Sometimes, if the tasks take too long, the discovery of when to steal can take too long. Some groups have played with setting task-durations in the config: https://github.com/dask/distributed/blob/08d334e2e18bd977752eeab87e2c09272a2ac829/distributed/distributed.yaml#L27-L30
Thanks for the tip on the task duration settings.
I have not disabled work stealing. It might be interplay with the auto-scaling, as the workers aren't being created to do the stealing. I will look into specifying long task durations, as perhaps that will entice the autoscaler to add more workers.

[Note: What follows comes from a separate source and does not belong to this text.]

Issue #9, opened 2015-09-22
Simple volume driver with zero configuration for development.


kunalkushwaha:
I think a simple volume which resides on local host can be useful for new / first time user of osd.

A btrfs or nfs needs some configuration, but a file/folder based volume will be helpful while trying the osd, which require zero configuration.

I have a graph that contains 300 tasks which take ~hour. If I start up a cluster with >300 nodes before submitting a graph, the work gets distributed nicely and the tasks run in parallel. If I cut it too close to 300 (especially if the nodes are preemptible), I will run into a few nodes getting multiple tasks. This isn't too big a deal - I give it a few extra nodes and sometimes it runs a 2 or 3 hours.
On the other hand, if I use a fresh (initial size 0) autoscaling dask cluster and set it to scale from 0-350, a lot of my long tasks pile up on individual workers. This is because K8s can take time to add nodes, and the graph starts processing as soon as 1 or 2 nodes are up. The scheduler does not know yet about the coming workers, and so a few workers get assigned many tasks. The autoscaling in this cases stops around ~30 nodes.
Is my best solution to avoid autoscaling with fresh clusters and graphs like this?
I'm using dask/distributed 2.19, and dask-gateway 0.7.1.